(INFORMATION PROVIDED Opens)

PR #13482, opened 2021-09-07
fix(postgres): fix `findCreateFind` to work with postgres transactions

Americas:
### Description of change

This PR fixes the `findCreateFind` method so it can work with postgres transactions without the risk of failing the transaction and rendering it unusable, even when the code logic allows things to continue.

To do so, when we run the create step in the method, we add the `ignoreDuplicates` option if the dialect is postgres and a transaction object is passed. Then, when dealing with the query response, if the response returns no rows (and is an insert query and is for a single instance), the process throws an error (`EmptyResultError`) instead of assuming that something was created, when in fact nothing was.


diogotorres97:
@papb @janmeier @sdepold any updates on this?

PR #13490, opened 2021-09-10
fix(select): do not force set `subQuery` to `false`

floydspace:
This occurs on validating included elements function in spite of a user sets it to `true` in `include` options

### Pull Request check-list

### Description of change

Here it is the SSCCE:
```javascript
const { createSequelizeInstance } = require('./dev/sscce-helpers');
const { Model, DataTypes } = require('.');

class User extends Model {}
User.init({
  scopeId: DataTypes.INTEGER
}, { sequelize, modelName: 'User' });

class Company extends Model {}
Company.init({
  name: DataTypes.STRING,
  public: DataTypes.BOOLEAN,
  scopeId: DataTypes.INTEGER
}, { sequelize, modelName: 'Company' });

class Profession extends Model {}
Profession.init({
  name: DataTypes.STRING,
  scopeId: DataTypes.INTEGER
}, { sequelize, modelName: 'Profession' });

User.belongsTo(Company, { foreignKey: 'companyId' });
User.belongsTo(Profession, { foreignKey: 'professionId' });
Company.hasMany(User, { foreignKey: 'companyId' });
Profession.hasMany(User, { foreignKey: 'professionId' });

(async () => {

  const companies = await Company.findAll({
    where: { '$Users.Profession.name$': 'test' },
    include: [
      {
        model: User,
        attributes: [],
        include: [
          {
            model: Profession,
            attributes: [],
            required: true
          }
        ],
        required: true,
        subQuery: true
      }
    ],
    limit: 5,
    offset: 0,
    subQuery: true
  });

  await sequelize.close();
})();

which generate an invalid SQL query

```

I expect that query would not use not existing alias

But it generated query like this:
```sql
SELECT `Company`.* FROM (
    SELECT `Company`.`id`, `Company`.`name`, `Company`.`public`, `Company`.`scopeId`, `Company`.`createdAt`, `Company`.`updatedAt` FROM `Companies` AS `Company` 
    INNER JOIN `Professions` AS `Users->Profession` ON `Users`.`professionId` = `Users->Profession`.`id` 
    WHERE `Users->Profession`.`name` = 'test' AND ( 
        SELECT `Users`.`companyId` FROM `Users` AS `Users` 
        INNER JOIN `Professions` AS `Profession` ON `Users`.`professionId` = `Profession`.`id` 
        WHERE (`Users`.`companyId` = `Company`.`id`) LIMIT 1 
    ) IS NOT NULL LIMIT 0, 5
) AS `Company` 
INNER JOIN `Users` AS `Users` ON `Company`.`id` = `Users`.`companyId`;
```
as you can see in line 3 it joins to the `Users` table but the `Users` alias is not exist in current sub select scope, it has been concatenated at the end of query. So DB returns error: `Unknown column 'Users.professionId' in 'on clause'`.

The following PR fixes the issue, for me at least. And now generates the following SQL:
```sql
SELECT `Company`.* FROM (
    SELECT `Company`.`id`, `Company`.`name`, `Company`.`public`, `Company`.`scopeId`, `Company`.`createdAt`, `Company`.`updatedAt` FROM `Companies` AS `Company` 
    INNER JOIN `Users` AS `Users` ON `Company`.`id` = `Users`.`companyId`
    INNER JOIN `Professions` AS `Users->Profession` ON `Users`.`professionId` = `Users->Profession`.`id` 
    WHERE `Users->Profession`.`name` = 'test' AND ( 
        SELECT `Users`.`companyId` FROM `Users` AS `Users` 
        INNER JOIN `Professions` AS `Profession` ON `Users`.`professionId` = `Profession`.`id` 
        WHERE (`Users`.`companyId` = `Company`.`id`) LIMIT 1 
    ) IS NOT NULL LIMIT 0, 5
) AS `Company`;
```
All tests look fine. 

Please have a look on it.

### DIFF
--- a/lib/model.js
+++ b/lib/model.js
@@ -528,7 +528,7 @@ class Model {
 
       if (include.subQuery !== false && options.hasDuplicating && options.topLimit) {
         if (include.duplicating) {
-          include.subQuery = false;
+          include.subQuery = include.subQuery || false;
           include.subQueryFilter = include.hasRequired;
         } else {
           include.subQuery = include.hasRequired;
@@ -538,7 +538,6 @@ class Model {
         include.subQuery = include.subQuery || false;
         if (include.duplicating) {
           include.subQueryFilter = include.subQuery;
-          include.subQuery = false;
         } else {
           include.subQueryFilter = false;
           include.subQuery = include.subQuery || include.hasParentRequired && include.hasRequired && !include.separate;
--- a/test/unit/sql/select.test.js
+++ b/test/unit/sql/select.test.js
@@ -449,7 +449,7 @@ describe(Support.getTestDialectTeaser('SQL'), () => {
       });
     });
 
-    it('include (subQuery alias)', () => {
+    describe('include (subQuery alias)', () => {
       const User = Support.sequelize.define('User', {
         name: DataTypes.STRING,
         age: DataTypes.INTEGER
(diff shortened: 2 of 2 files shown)


floydspace:
Let me know if I'm using incorrect  find options, I also tried using `duplicating` flag which says nothing to me from documentation, but it didn't fix the query. 
I need nested filtering and pagination at the same query.
Thank you

sdepold:
Hey @floydspace, thanks for your work. Do you think we have to update any documentation or are we just fixing it as such as you would have expected to begin with.

I have to admit that I only understand half of what is going on here, but I can tell that we are generating a broken SQL query and it's better now :D

PR #13491, opened 2021-09-10
fix(types): add hooks to InstanceDestroyOptions type

apazzolini:
### Description of change

In the model `destroy` method, the code allows for the user to specify `hooks`, which was missing from the `InstanceDestroyOptions` type definition.

See: https://github.com/sequelize/sequelize/blob/56bb1d6ef9827f604d7bcef945abb7e213f2322d/lib/model.js#L4150-L4197


ephys:
Looks good to me but we should add a typing test to prevent a regression. It's been a while since you've opened this PR, I'll add it for you

ephys (approved):

WikiRik (approved):

PR #13493, opened 2021-09-11
fix: findAndCountAll return type (groupBy scenario)

nikli2009:
### Description of change

* To improve `findAndCountAll` return type. (when user uses `groupBy` in query, the `count` field is in fact an array of `{ count: number }`)


nikli2009:
> Hi @nikli2009,
> thanks for your contribution to sequelize. Unfortunately, I will have to close this PR, since there already is an ongoing PR (#13477) regarding this issue (#13302), which also adds tests and provides a more solid fix using function overloading.

No worries, didn't check before creating PR, happy to see there is other PR already covers this.

PR #13530, opened 2021-10-02
Update collaboration related scripts + docs

sdepold:
Update of docker usage documentation


fncolon:
can you update the sequelize hooks docs as well? @sdepold

PR #13531, opened 2021-10-02
Add tests and fix for usage of count with grouping

sdepold:
Addendum to #13477

### DIFF
--- a/test/integration/model.test.js
+++ b/test/integration/model.test.js
@@ -1720,7 +1720,10 @@ describe(Support.getTestDialectTeaser('Model'), () => {
         group: ['data']
       });
       expect(count).to.have.lengthOf(2);
-      expect(count).to.deep.equal([{ data: 'B', count: 1 }, { data: 'A', count: 2 }]);
+
+      // The order of count varies across dialects; Hence find element by identified first.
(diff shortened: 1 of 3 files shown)


Keimeno:
Looks like we have a bug with the Postgres dialect, it seems to return a string as count, and not a number: https://github.com/sequelize/sequelize/pull/13531/checks?check_run_id=3776129422

sdepold:
Seems that there is actually a missing conversion in pg where we receive a string instead of a number:



```
      AssertionError: expected [ { userId: 1, count: '1' } ] to deeply equal [ { userId: 1, count: 1 } ]
      + expected - actual

       [
         {
      -    "count": "1"
      +    "count": 1
           "userId": 1
         }
       ]
```

test/integration/model.test.js
```diff
@@ -1720,6 +1720,10 @@ describe(Support.getTestDialectTeaser('Model'), () => {
         group: ['data']
       });
       expect(count).to.have.lengthOf(2);
+
+      // The order of count varies across dialects; Hence find element by identified first.
```
sdepold, line 1724: We could fix this by ordering the to be grouped properties by value but that seems a bit extensive.

PR #13552, opened 2021-10-10
fix(model): error saving with custom field names and no primary key

### LINKED ISSUE #13421: Sequelize Error: no such column with no primary key and underscores
## Issue Creation Checklist

## Bug Description

When a model with no primary key and underscored column names is retrieved using findAll and where option, and then updated, and error occurs. When a model is saved, the generated sql for the update tries to use the camelCase attribute names instead of the underscored column names.

### SSCCE

**Here is the link to the SSCCE for this issue:** https://github.com/papb/sequelize-sscce/pull/179

The db record should be updated using the correct underscored column names.

The generated sql uses the camelCase attribute names in the where clause, and an error occurs

```

DatabaseError [SequelizeDatabaseError]: SQLITE_ERROR: no such column: userId

```

### Additional context

This issue was introduced in sequelize@6.6.4 in https://github.com/sequelize/sequelize/commit/1a16b915ff45ac621a0517aea6c2d86557149500 . You can see further discussion of that fix and this issue in https://github.com/sequelize/sequelize/issues/12868

### Environment

- Sequelize version: 6.6.5
- Node.js version: v14.16.1

roikoren755:
### Pull Request check-list

### Description of change

If no primary key exists in a model, `Model#save` uses the `options.where` passed to its constructor as the where clause, but this might use renamed columns.
This PR fixes that issue by using `Utils.mapWhereFieldNames` to get the right field names :)
Closes #13421.


roikoren755:
@AllAwesome497 thanks for the review!

I updated the test, I think it should be fine now, though my experience is more with `jest`, not `mocha`.

The MSSQL tests should pass now, I think I may have stumbled upon a different bug - when the dialect is MSSQL, if you remove the primary key attribute (in this case the automatically generated `id` field), the `Model#primaryKeyField` doesn't update, and queries with limit or offset (like `Model.findOne`) will be generated with reference to that attribute, and fail to execute. I changed the test added in this PR to use `Model.findAll`, to avoid running into that bug. If it is indeed a bug, I'll open an issue on it :).

Regarding the postgres-native tests, I had nothing to pull from main, unfortunately. It looks like the beforeEach hook is taking more than 30 seconds to complete, leading to a timeout and fail test. I'll try looking at it next, though I can't seem to get `pg-native` to install on my machine :(.

ephys:
We have an update regarding this PR:

We plan on removing the ability to call instance methods `save`, `update`, `reload`, `destroy`, `restore`, `decrement`, and `increment` on models that do not have a primary key.

See https://github.com/sequelize/sequelize/pull/14173#issuecomment-1065388719

ephys:
I'll close this PR as we do not plan on supporting these instance methods on models that do not include a PK, due to how unsafe it would be, per https://github.com/sequelize/sequelize/issues/14402

PR #13561, opened 2021-10-13
fix(types): fix incorrect type for Op.overlap argument

werkshy:
The overlap operator `&&` is true when any element from one array is
present in the other array. For this reason the type of the
right-hand-side of the Op.overlap operator should be an array, not a
Rangeable.

This problem was exposed with the upgrade to Typescript 4.4.

### Pull Request check-list


sdepold:
@werkshy just seeing now that there is no test case. do you have an example for this change?

sdepold:
@AllAwesome497 Would you like to create a replacement for this PR?

werkshy:
Sorry folks, I clearly don't have time to work on this. I would have added tests but I found the tests didn't run to completion in a reasonable time on my laptop and it wasn't clear how to run a subset.

ephys:
You can use `npm run test-typings` (i think) to only run typing tests

I'm still interested in seeing this merged, I'll keep it open and tag it as need maintainer until we have a replacement :)

ephys:
I'm taking over this PR and including it in https://github.com/sequelize/sequelize/pull/14022

PR #13568, opened 2021-10-17
refactor(connection-manager): change nullish coalescence implementation

sdepold:
Follow-up to #13376


sdepold:
@soryy708 FYI :)

soryy708:
@sdepold ?

Issue #4048, opened 2015-07-02
Problem with enum when using with schema


Uhsac:
Hi,

I have found a bug today, if i'm using enum datatypes and tried to sync in a specified schema it don't work.

Example :

```javascript
  var InnovationDetail = sequelize.define('InnovationDetail', {
    language: dataTypes.ENUM(
                  'fr',
                  'en'),
    name: dataTypes.STRING,
    description: dataTypes.STRING
  }, {
    classMethods: {
      associate: function(models) {
      }
    }
  });
```

If I try to sync this in a specific schema like this :

```javascript
InnovationDetail.sync({
  schema: 'public',
  force: true
});
```

I have this error :

```console
Unhandled rejection SequelizeDatabaseError: type "enum_public.InnovationDetails_language" does not exist
```

It prefix the enum with the schema and I think it don't have to do that.

If I remove the schema it work.

Thanks.

janmeier:
Duplicate of https://github.com/sequelize/sequelize/issues/3171

PR #13592, opened 2021-10-25
fix(postgres): Support enum array

codemers:
### Pull Request check-list

### Description of change

Currently when dealing with an array of enum using the Postgres dialect, Sequelize generates an invalid enumeration cast key while inserting data. 

Related issue (I think): https://github.com/sequelize/sequelize/issues/4048 

DDL of the table:

```
create table "Table"
(
    id uuid not null constraint "Table_pkey" primary key,
    "createdAt"      timestamp with time zone         not null,
    "updatedAt"      timestamp with time zone         not null,
    "deletedAt"      timestamp with time zone,
    column           "enum_Table_column"[] not null
);

```
DDL of the type 

```
create type "enum_Table_column" as enum ('Value1', 'Value2', 'Value3');
```

Then while inserting data here's the cast key generated by sequelize: 

```
array['Value1']::"enum_public.Table_Column"[]
```

The correct cast key should be:

```
array['Value1']::"enum_Table_Column"[]
```

This pr fixes this issue.


sdepold:
@codemers Can you look into the tests and rebase your branch?

sdepold:
Is this by any chance the same as https://github.com/sequelize/sequelize/pull/13807 ?

sdepold:
cc @nahog

nahog:
Yes, this is the same issue, but the PR here only works for public as is not passing the schema if its redefined, the #13807 fix handle both scenarios, when is using the public/empty schema, that both:
"enum_my_enum"[] and "public"."enum_my_enum"[] works
and the scenario where schemas are needed like:
"my_schema"."enum_my_enum"[]

@codemers try the current `main` branch (merged today) code to confirm the issue is fixed for you, but I think it is.

nahog:
@codemers 6.12.2 was just released with a fix for this issue. Please try that version and if it works this bug can be probably closed.

PR #611, opened 2025-05-16
fix: fromnodes should check nodes even if they did not change

Filo01:
### Summary 💡

There was a problem with the `fromNodes` reducer in the immutability rules. If the referenced node did not change, the reducer did not have a way to check the current value.

Closes: https://github.com/sighupio/distribution/issues/398

### Description 📝

With this PR the `fromNodes` reducer can work even if the referenced node did not change.
for example with this rule:
```yaml
- path: .spec.distribution.modules.logging.loki.tsdbStartDate
    immutable: true
    description: "changes to Loki's TSDB start date have been detected. This parameter cannot be changed once set."  
    safe:
      - fromNodes:
        - path: ".spec.distribution.modules.logging.type"
          from: "none"
        - path: ".spec.distribution.modules.logging.type"
          to: "none"
        - path: ".spec.distribution.modules.logging.type"
          from: "opensearch"
        - path: ".spec.distribution.modules.logging.type"
          to: "opensearch"
```
changing this:
```
logging:
        type: none
        loki:
          tsdbStartDate: "2025-01-02"
```
to this:
```
logging:
        type: none
        loki:
          tsdbStartDate: "2025-01-03"
```
should still work

### Breaking Changes 💔

None

### Tests performed 🧪

- [x] in a kfd cluster changing `logging.loki.tsdbStartDate: "2025-01-02"` to `logging.loki.tsdbStartDate: "2025-01-03"` while maintaing `logging.type: "none" in both cases -> does not get blocked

(INFORMATION PROVIDED Closes)

**TASK GOAL:** Going through the data, tally the lines containing "branch" and report only the result.

**FINISHED EXERCISE:** 2